4

I'm using Debian 10 (Buster) and am getting an error in a simple Bash script. All it does is check to see if one parameter is passed in, and if it's a file, just echo out the file:

#!/usr/bin/bash
if [ ( '$#' -eq 1 ) && ( -f "$1" ) ]; then
        echo "$1"
fi

exit 1

I get this error:

line 2: syntax error near unexpected token `'$#''
line 2: `if [ ( '$#' -eq 1 ) && ( -f "$1" ) ]; then'

I have tried every combination of quotes (", ', no quotes) around the $#, and I always get a variant of those error messages using the type of quotes I use. I can't figure out what it's looking for.

2
  • 11
    You may find shellcheck.net helpful Sep 12, 2019 at 11:56
  • 5
    You don't actually need the $# -eq 1 test. The -f test would be false if there was no argument. Also, you shouldn't exit 1 if the script is successful.
    – Kusalananda
    Sep 13, 2019 at 10:30

3 Answers 3

21

There are two issues here. First, the simple [ builtin can't contain &&. If you want to combine multiple conditions, you need multiple [:

if [ "$#" -eq 1 ] && [ -f "$1" ]; then

Second, you can't use single quotes around the $# since that needs to be expanded. Your version, with '$#' -eq 1 was comparing the string $# to the number 1.

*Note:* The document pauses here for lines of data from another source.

PR #2325, opened 2019-06-22
DO NOT MERGE: Virtual properties experiment

mcarcaso:
Create a Person which contains a property on it that has the behaviour of what, I think, we want a virtual property to have.

Note that is just to get the conversation around virtual properties started.


src/foam/dao/MDAO.java
```diff
@@ -80,11 +80,15 @@ synchronized void setState(Object state) {
   }
 
   public FObject objIn(FObject obj) {
-    return obj.fclone().freeze();
+    FObject o = obj.fclone();
```
mcarcaso, line 83: Because the javaGetter wants to use getX(), we can't lose the context on object in and out of the MDAO. This feels bad but I'm not sure what other path to take.

src/foam/demos/virtualprop/Person.js
```diff
@@ -0,0 +1,55 @@
...
+        this.country_Name = undefined;
+      }
+    }
+  ],
+  axioms: [
+    {
+      name: 'javaExtras',
+      buildJavaClass: function(cls) {
+        country_NameIsSet_ = true;
+        cls.getField('country_NameIsSet_').initializer = 'true';
```
mcarcaso, line 51: The JSON outputter won't send properties that aren't set and I'm not sure any other ways of making it think something is set other than removing the `storageTransient` on the property but then we're storing a value that's never actually used.

src/foam/u2/view/TableCellFormatter.js
```diff
@@ -57,7 +57,7 @@ foam.CLASS({
         return foam.u2.view.FnFormatter.create({
           class: 'foam.u2.view.FnFormatter',
           f: function(value, obj, axiom) {
-            this.add(value);
+            this.add(obj[axiom.name + '$']);
```
mcarcaso, line 60: I noticed that properties don't change in the tableview when they change and this fixes it. Not sure if we'd want to do this. It'll cause lots of bindings.

TW80000:
I've been thinking a lot about the problem I think you're trying to solve here lately. Often we have models that reference a user and when we display a table of that model we want to see the user's name, not the id. Or other similar situations. At least I think that's the problem you're trying to solve here.

We want to be able to sort by the virtual property and apply mlangs to them as well. I don't know if having an expression that returns a promise will work on client-side MDAOs since mlangs aren't async-aware afaik. Just a part of the problem to consider.

Another part of the problem I've been thinking about is whether we "pull" from the source value via a `find` every time or whether we "push" to the virtual property with a `put` every time the source value changes. I think the first approach is more performant when we write to the model with the source value more than we read the model with the virtual property, but the second approach is faster when we read the model with the virtual property more than we write model with the source value. Just another thing to consider.

The idea seems similar to "views" in databases, where there's a "virtual table" that doesn't actually store the data but you can query it like real tables (although modifying data is usually only possible under certain restrictions). I was actually thinking about this last night and wanted to know how other databases handle views. I found [documentation](https://www.postgresql.org/docs/current/rules.html) on how PostgreSQL handles it. In summary, they have what they call a "rule system" that takes a query tree from the SQL parser and returns a new, possibly-modified version of the query tree where references to views in the query tree are replaced with queries on the "real" source tables that the view is a view of. Then it hands that off to the query optimizer, planner, and executer to run the query. I'm not sure if we could do something similar since we don't have virtual models/tables but virtual properties on real models. Also, I don't think we have the same fine-grained control as SQL for selecting only a subset of the columns (properties) of a model. We always just return the whole model via a find or select.

Anyway, just noticed this in the list of PRs and thought it sounded similar to what I've been thinking about so I wanted to write down my thoughts.

jlhughes:
Closed - abandoned for now.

The whole thing is much simpler if you use bash's [[ keyword instead:

if [[  "$#" -eq 1  &&  -f "$1"  ]]; then
0
11

[ is a command, so the problem is really the way you're trying to use multiple conditions. You want this:

if [ "$#" -eq 1 ] && [ -f "$1" ]; then
10

Despite the other answers explaining how to fix the script, I wondered what the error was technically about. I think the only valid syntax where bash allows a word in a command to be an unquoted and unescaped ( is when defining functions. So, bash saw ( and immediately thought it had to be a definition for a function named [, but then you followed with '$#' and bash was only expecting ), so that's why you got that syntax error. If it wasn't meant to be a function definition, then who knows what it was meant to be. Anything else after ( besides ) would have raised the same syntax error:

$ echo ( foo )
bash: syntax error near unexpected token `foo'

If you remove what follows ( that doesn't fit the syntax of a function definition, you get:

$ [ ( ) ( -f "$1" )

Which ends up defining the function [:

$ [
bash: -f: command not found
1
  • 5
    And the fact that it's an if-statement doesn't matter, you could still define a function within it. if [ () { echo hello; }; then [; [; fi prints hello twice.